British actor (born 1958)

Andrew Schofield (born 12 October 1958) is an English actor best known for starring as the Narrator in Willy Russell's original production of the musical Blood Brothers in 1983, and playing Johnny Rotten in Alex Cox's 1986 film Sid and Nancy.

==Early life==
Born in Kirkby, Lancashire to Joseph and Josephine Schofield, Andrew Schofield attended St Kevin's Roman Catholic Comprehensive School. At 15 he was cast in Willy Russell's first Play for Today, Death of a Young, Young Man.

==Stage==
Schofield's stage credits include starring as the Narrator in Willy Russell's original production of Blood Brothers in 1983 at the Liverpool Playhouse and in the subsequent transfer to the Lyric Theatre in London's West End. He also appeared as George in Of Mice and Men at the Old Vic, London in 2004.

Schofield's subsequent credits include: all four runs of Brick Up the Mersey Tunnels as Dickie Lewis; Smigger in Lost Soul in 2007, 2008 and 2017; Brian in Good Golly Miss Molly; Moey in the Alan Bleasdale comedy On the Ledge; Paul Sheldon in Misery; the Traveller in Eight Miles High; Danny in Council Depot Blues; John Lennon in Bob Eaton's Lennon (2010); Joe in Night Collar; JJ in The Flags and Mr Briggs in Our Day Out - The Musical. He performed all of these roles at the Royal Court Theatre, Liverpool.
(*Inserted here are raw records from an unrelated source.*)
Issue #2956, opened 2026-01-08
[Feature Request] Support encoding 16-bit lossless tiled image


macdavis:
Please add support for encoding parameter `--lossless -d 12,8 --grid AxB`. This would be particular useful for large dimension images.

PR #2964, opened 2026-01-14
Support Sample Transform grids

y-guyon:
Fixes https://github.com/AOMediaCodec/libavif/issues/2956

### DIFF
--- a/CHANGELOG.md
+++ b/CHANGELOG.md
@@ -25,6 +25,7 @@ The changes are relative to the previous release, unless the baseline is specifi
   a cICP chunk and other color information chunks, such as iCCP (ICC profile),
   the other chunks are ignored as per the PNG Specification Third Edition
   Section 4.3.
+* Support Sample Transform derived image items with grid input image items.
 
 ### Changed since 1.3.0
 


src/read.c
```diff
@@ -2320,24 +2320,35 @@ static avifResult avifDecoderSampleTransformItemValidateProperties(const avifDec
...
+    // If item is a grid, check that its input image items share the same properties.
     for (uint32_t i = 0; i < item->meta->items.count; ++i) {
         avifDecoderItem * inputImageItem = item->meta->items.item[i];
         if (inputImageItem->dimgForID != item->id) {
             continue;
         }
-        // Even if inputImageItem is a grid, the ispe property from its first tile should have been copied to the grid item.
         const avifProperty * inputImageItemIspeProp = avifPropertyArrayFind(&inputImageItem->properties, "ispe");
         AVIF_ASSERT_OR_RETURN(inputImageItemIspeProp != NULL);
-        if (inputImageItemIspeProp->u.ispe.width != ispeProp->u.ispe.width ||
```
maryla-uc, line 2331: It seems that you are no longer comparing inputImageItemIspeProp to ispeProp, is that ok?
I.e. I see that now you have itemLevel1 -> itemLevel2 -> itemLevel3 and checking that level 2 and level 3 ispe match, but not level 1 and level 2 ispe match? (if I understand the change correctly)
I may be missing something, but checking just in case.

src/read.c
```diff
@@ -6745,6 +6759,76 @@ static avifBool avifDecoderDataFrameFullyDecoded(const avifDecoderData * data)
...
+    AVIF_CHECKRES(avifImageApplyExpression(dstImage,
+                                           AVIF_SAMPLE_TRANSFORM_BIT_DEPTH_32,
+                                           &decoder->data->meta->sampleTransformExpression,
+                                           decoder->data->sampleTransformNumInputImageItems,
+                                           inputImages,
+                                           planes));
+    return AVIF_RESULT_OK;
+}
+
+// Intermediate function used to safely destroy temporary buffers even in case of error.
```
maryla-uc, line 6819: C is so much fun

maryla-uc:
Ha I forgot to say, while you're at it maybe you could update the description of the -d flag in avifenc.1.md, it's missing the part about bit depth extension

maryla-uc:
And update the changelog if you want

src/read.c
y-guyon: > It seems that you are no longer comparing inputImageItemIspeProp to ispeProp, is that ok?

Yes.

> I.e. I see that now you have itemLevel1 -> itemLevel2 -> itemLevel3 and checking that level 2 and level 3 ispe match, but not level 1 and level 2 ispe match? (if I understand the change correctly) I may be missing something, but checking just in case.

No. The code was checking `grid.ispe == cell1.ispe`. I could not remember or find why, but `sato` grids were not supported anyway. The correct check is `cellX.ispe == cellY.ispe`. That is implemented in this PR.

y-guyon:
> Ha I forgot to say, while you're at it maybe you could update the description of the -d flag in avifenc.1.md, it's missing the part about bit depth extension

Done in https://github.com/AOMediaCodec/libavif/pull/2967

He won the 2008 Scouseology Award for Theatre on 25 April 2008. Schofield played guitar in the pit band for Merry Ding Dong at Liverpool's Royal Court Theatre until 23 January 2010. He appeared in Scouse Pacific, a new comedy musical written by Fred Lawless at the Royal Court Theatre from 2010 to 2011.

Schofield also appeared as McKenna in Alan Bleasdale's Down the Dock Road at the Royal Court Theatre in Liverpool.

==Film==
Schofield's best known film role is that of Johnny Rotten in Alex Cox's 1986 film Sid and Nancy.
He appeared as Les in Terence Davies' Distant Voices, Still Lives, made a small cameo as a hotel receptionist in Three Businessmen, appears briefly in Hamlet and played Carlo in Revengers Tragedy. He has also recently made an independent short film called Leave Taking, and appeared in the Liverpool-based feature Under the Mud.

Schofield appeared in a short film called Fifteen Minutes That Shook The World, released in autumn 2010, written by Dave Kirby about Liverpool F.C.'s comeback in the Champions League final in 2005.

==TV==
Schofield's biggest TV role was as Francis (Franny) Scully in Alan Bleasdale's 1984 Granada series Scully. He has also appeared in several other Bleasdale series, as Peter Grenville in GBH in 1991, Jake's Progress in 1995 and as Charlton Ffoulkes in Melissa in 1997, as well as a minor role as a policeman in the Boys from the Blackstuff episode "Yosser's Story". He played Toby Crackitt in the 1999 TV Series Oliver Twist. Other TV credits include Coronation Street in 1979 as one of Suzie Birchall's friends, Maisie Raine with Pauline Quirke, Sharpe with Sean Bean and Murphy's Law with James Nesbitt.

==Recordings==
Schofield can be heard on the original cast recording of Blood Brothers and also as a featured vocalist on the Barbara Dickson album The 7 Ages of Woman.